** ASSIGNMENT **
Where the line containing "Thanks for walking" appears in the records below, begin there and output each line verbatim through the last line.

** GIVEN DATA **
┏━━
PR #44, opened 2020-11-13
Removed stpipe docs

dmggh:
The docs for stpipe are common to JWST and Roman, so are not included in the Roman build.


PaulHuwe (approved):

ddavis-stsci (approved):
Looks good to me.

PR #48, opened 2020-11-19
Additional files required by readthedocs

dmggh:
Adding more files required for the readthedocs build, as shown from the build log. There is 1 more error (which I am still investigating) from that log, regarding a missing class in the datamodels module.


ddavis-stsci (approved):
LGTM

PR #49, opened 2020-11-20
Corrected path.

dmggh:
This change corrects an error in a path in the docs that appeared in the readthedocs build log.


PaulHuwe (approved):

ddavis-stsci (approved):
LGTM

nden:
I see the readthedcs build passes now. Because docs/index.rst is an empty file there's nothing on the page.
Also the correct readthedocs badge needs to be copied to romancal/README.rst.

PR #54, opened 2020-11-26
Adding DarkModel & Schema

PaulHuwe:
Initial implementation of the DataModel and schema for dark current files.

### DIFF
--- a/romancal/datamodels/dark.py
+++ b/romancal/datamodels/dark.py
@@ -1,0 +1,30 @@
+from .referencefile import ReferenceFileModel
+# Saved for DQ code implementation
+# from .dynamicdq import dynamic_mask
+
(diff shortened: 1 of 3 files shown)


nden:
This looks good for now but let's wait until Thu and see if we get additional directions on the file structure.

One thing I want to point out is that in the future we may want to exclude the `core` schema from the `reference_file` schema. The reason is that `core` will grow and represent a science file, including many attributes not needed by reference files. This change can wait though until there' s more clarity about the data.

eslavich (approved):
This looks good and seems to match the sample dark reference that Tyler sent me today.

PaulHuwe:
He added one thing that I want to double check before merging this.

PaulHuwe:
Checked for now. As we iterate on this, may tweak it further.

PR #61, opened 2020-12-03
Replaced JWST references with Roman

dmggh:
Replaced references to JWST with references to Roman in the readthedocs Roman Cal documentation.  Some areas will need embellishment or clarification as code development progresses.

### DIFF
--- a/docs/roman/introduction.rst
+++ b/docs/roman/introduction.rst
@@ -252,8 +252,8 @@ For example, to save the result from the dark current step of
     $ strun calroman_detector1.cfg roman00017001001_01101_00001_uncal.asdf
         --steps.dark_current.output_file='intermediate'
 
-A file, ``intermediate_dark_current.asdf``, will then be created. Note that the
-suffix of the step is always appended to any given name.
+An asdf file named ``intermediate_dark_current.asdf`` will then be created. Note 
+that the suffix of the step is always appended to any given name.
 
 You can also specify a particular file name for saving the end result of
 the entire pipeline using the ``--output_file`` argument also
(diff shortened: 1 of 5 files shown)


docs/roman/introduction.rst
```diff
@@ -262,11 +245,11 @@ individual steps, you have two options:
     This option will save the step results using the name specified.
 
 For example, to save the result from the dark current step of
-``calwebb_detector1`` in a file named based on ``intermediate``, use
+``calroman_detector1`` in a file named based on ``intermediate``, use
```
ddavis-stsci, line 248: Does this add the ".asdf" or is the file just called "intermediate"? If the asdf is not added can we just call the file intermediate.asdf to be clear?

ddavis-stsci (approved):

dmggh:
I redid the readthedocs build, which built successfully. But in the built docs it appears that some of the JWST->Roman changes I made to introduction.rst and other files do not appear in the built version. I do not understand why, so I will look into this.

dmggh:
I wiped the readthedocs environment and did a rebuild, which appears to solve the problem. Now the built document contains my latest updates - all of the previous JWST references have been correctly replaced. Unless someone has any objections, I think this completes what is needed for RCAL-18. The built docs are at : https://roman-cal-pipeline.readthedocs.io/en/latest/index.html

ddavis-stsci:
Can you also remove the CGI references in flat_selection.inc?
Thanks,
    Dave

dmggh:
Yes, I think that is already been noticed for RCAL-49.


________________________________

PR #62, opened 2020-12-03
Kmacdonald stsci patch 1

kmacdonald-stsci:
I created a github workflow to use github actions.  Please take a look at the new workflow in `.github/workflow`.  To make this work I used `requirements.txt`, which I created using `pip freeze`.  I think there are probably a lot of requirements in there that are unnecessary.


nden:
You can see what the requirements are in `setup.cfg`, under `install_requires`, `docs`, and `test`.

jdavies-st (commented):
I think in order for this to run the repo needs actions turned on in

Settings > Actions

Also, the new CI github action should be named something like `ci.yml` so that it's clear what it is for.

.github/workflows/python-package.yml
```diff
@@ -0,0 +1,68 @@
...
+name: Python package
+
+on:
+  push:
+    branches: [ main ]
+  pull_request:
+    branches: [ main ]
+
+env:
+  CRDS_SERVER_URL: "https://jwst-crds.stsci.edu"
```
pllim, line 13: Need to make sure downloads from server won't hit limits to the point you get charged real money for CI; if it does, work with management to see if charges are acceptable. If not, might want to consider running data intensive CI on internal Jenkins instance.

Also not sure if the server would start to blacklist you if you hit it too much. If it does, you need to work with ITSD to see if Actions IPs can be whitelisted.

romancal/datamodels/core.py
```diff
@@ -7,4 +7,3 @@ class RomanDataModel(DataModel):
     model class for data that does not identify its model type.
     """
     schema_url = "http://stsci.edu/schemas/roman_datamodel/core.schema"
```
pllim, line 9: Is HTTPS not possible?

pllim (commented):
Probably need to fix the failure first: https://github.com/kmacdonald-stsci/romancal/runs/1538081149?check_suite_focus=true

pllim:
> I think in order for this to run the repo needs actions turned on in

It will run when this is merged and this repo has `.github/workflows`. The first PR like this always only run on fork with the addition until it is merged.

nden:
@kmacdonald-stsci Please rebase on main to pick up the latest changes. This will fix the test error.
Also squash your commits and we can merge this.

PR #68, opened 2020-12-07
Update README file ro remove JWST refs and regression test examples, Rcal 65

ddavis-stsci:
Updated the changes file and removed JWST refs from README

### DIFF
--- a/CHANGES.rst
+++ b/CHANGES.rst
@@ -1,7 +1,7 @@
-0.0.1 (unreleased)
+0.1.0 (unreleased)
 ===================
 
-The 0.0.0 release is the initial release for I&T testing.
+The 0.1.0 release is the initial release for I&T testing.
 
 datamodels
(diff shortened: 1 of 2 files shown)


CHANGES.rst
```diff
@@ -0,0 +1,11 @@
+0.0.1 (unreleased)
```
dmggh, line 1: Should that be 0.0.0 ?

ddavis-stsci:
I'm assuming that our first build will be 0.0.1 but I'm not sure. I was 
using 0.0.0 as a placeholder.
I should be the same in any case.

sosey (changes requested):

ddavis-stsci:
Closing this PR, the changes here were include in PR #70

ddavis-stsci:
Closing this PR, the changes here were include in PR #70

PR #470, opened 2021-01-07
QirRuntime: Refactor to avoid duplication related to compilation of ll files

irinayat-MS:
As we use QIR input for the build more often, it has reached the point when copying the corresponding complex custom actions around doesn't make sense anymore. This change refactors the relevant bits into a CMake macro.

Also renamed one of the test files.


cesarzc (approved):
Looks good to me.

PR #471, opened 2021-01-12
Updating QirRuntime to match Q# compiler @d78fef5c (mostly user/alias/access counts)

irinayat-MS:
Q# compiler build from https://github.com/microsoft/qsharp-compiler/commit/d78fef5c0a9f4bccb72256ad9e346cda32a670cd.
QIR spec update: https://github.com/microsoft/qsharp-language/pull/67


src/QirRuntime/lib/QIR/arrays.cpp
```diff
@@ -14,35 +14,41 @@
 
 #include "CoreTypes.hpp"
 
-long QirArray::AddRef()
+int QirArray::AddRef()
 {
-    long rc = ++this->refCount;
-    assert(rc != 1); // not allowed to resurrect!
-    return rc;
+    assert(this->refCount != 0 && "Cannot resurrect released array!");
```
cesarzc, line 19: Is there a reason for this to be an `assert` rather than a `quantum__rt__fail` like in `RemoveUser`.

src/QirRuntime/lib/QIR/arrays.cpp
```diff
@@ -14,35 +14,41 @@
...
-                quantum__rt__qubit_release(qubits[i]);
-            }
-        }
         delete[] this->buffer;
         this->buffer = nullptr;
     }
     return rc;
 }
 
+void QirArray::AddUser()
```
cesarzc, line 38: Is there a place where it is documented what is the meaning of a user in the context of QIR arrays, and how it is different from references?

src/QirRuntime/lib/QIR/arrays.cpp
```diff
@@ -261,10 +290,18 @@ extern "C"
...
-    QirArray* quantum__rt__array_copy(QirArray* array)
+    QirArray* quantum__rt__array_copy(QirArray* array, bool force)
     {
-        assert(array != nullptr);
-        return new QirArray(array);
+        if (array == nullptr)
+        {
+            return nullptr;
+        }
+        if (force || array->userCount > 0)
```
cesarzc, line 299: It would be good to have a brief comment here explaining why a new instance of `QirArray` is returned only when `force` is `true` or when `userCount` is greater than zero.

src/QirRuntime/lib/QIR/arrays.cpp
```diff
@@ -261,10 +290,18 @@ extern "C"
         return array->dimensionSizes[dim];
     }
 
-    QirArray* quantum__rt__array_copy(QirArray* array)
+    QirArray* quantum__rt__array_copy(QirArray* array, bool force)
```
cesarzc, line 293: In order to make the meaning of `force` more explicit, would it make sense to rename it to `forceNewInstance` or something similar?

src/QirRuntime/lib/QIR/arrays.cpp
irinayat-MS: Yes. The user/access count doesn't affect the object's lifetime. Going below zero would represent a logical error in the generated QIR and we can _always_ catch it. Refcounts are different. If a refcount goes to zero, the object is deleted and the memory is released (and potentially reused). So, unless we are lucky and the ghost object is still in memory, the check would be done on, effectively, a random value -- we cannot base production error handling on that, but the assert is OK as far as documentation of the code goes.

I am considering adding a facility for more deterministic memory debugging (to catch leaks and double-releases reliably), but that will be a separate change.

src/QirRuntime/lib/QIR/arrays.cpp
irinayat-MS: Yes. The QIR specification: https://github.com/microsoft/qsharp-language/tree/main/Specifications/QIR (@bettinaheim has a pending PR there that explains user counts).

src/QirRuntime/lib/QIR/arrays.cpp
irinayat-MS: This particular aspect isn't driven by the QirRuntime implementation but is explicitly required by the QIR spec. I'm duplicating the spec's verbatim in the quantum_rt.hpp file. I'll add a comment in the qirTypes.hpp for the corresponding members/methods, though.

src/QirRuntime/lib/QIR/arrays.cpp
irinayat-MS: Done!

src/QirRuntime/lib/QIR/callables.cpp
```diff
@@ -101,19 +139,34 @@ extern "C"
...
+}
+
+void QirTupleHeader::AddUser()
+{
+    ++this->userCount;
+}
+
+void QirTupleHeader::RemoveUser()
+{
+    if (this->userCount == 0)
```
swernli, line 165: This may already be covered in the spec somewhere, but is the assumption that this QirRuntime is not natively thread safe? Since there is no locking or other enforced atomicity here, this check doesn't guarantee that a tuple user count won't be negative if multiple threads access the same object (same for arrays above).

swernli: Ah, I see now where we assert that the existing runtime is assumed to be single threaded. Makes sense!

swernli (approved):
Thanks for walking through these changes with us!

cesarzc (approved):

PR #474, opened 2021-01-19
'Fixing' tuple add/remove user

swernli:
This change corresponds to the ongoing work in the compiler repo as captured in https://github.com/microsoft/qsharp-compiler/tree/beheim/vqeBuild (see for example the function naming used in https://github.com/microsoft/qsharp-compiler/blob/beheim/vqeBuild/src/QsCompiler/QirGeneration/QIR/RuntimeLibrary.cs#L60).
┗━━
** SOLUTION TO THE PROBLEM **
Thanks for walking through these changes with us!

cesarzc (approved):

PR #474, opened 2021-01-19
'Fixing' tuple add/remove user

swernli:
This change corresponds to the ongoing work in the compiler repo as captured in https://github.com/microsoft/qsharp-compiler/tree/beheim/vqeBuild (see for example the function naming used in https://github.com/microsoft/qsharp-compiler/blob/beheim/vqeBuild/src/QsCompiler/QirGeneration/QIR/RuntimeLibrary.cs#L60).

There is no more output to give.